TASK PROMPT
Copy out, exactly, the first line of the entries below and every line after it through the one containing "Fix strings extraction".

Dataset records
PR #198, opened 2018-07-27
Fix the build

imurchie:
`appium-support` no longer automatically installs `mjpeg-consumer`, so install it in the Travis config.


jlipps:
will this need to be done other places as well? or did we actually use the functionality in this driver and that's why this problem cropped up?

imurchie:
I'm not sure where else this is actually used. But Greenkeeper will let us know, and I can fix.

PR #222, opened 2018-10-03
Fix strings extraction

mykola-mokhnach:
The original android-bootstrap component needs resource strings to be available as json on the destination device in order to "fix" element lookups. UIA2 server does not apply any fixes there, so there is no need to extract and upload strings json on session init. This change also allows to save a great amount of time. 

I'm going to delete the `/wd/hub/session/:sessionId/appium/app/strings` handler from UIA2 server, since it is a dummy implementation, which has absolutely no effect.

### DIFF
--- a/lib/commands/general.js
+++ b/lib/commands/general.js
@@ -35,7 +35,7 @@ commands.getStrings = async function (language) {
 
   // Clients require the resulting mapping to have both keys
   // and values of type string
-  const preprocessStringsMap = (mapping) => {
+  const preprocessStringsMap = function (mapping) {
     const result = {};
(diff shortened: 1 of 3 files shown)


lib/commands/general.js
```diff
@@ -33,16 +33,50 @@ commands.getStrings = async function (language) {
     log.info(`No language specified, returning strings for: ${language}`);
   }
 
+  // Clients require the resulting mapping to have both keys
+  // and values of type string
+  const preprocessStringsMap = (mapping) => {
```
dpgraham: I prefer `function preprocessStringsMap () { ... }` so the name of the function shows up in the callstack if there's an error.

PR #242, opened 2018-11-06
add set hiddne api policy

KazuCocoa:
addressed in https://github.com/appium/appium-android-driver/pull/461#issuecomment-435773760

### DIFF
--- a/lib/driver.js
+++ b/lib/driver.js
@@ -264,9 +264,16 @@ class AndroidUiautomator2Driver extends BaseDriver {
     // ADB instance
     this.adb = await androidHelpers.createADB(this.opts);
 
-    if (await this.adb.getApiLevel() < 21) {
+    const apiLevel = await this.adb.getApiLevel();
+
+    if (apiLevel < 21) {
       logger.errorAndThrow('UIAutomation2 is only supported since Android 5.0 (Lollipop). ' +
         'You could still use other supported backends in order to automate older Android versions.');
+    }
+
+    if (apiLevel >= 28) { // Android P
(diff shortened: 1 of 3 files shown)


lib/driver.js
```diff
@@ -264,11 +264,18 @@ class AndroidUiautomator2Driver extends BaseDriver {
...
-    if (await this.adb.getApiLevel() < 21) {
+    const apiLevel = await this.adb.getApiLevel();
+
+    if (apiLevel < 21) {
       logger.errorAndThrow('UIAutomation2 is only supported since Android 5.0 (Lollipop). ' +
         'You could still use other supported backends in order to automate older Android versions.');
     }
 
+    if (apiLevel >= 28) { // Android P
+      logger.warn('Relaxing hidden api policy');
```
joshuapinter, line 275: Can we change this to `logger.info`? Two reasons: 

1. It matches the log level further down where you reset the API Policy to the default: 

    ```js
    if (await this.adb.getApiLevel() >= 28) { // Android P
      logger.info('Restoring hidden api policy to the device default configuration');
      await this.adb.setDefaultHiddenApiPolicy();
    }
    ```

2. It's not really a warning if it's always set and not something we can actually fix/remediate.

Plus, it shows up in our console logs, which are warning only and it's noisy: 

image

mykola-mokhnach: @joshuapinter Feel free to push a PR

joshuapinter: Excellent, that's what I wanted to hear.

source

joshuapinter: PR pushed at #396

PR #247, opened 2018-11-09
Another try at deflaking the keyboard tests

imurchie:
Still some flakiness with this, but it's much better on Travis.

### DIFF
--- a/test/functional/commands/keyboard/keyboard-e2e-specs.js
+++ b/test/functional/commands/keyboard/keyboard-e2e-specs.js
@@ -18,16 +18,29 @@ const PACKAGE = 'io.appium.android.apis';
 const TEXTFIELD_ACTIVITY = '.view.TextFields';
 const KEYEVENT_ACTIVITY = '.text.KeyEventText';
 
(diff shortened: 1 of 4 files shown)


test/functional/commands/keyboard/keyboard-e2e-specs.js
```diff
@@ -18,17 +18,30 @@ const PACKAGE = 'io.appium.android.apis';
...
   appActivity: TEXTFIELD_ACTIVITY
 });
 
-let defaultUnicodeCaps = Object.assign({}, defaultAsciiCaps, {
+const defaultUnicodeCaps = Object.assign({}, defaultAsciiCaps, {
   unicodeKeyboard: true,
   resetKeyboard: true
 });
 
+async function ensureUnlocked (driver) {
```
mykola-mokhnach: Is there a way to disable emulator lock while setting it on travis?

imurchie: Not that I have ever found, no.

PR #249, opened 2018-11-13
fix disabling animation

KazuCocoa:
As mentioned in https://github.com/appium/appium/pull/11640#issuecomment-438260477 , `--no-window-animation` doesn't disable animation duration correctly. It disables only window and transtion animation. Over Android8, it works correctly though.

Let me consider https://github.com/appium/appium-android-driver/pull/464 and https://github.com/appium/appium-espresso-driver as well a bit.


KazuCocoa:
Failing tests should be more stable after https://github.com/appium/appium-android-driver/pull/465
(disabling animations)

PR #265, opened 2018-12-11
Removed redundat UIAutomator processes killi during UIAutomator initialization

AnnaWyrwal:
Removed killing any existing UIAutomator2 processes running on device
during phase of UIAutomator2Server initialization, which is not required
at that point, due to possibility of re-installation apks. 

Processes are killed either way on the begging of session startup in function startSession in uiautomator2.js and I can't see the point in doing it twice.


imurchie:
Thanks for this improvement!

ANSWER TO THIS TASK
PR #198, opened 2018-07-27
Fix the build

imurchie:
`appium-support` no longer automatically installs `mjpeg-consumer`, so install it in the Travis config.


jlipps:
will this need to be done other places as well? or did we actually use the functionality in this driver and that's why this problem cropped up?

imurchie:
I'm not sure where else this is actually used. But Greenkeeper will let us know, and I can fix.

PR #222, opened 2018-10-03
Fix strings extraction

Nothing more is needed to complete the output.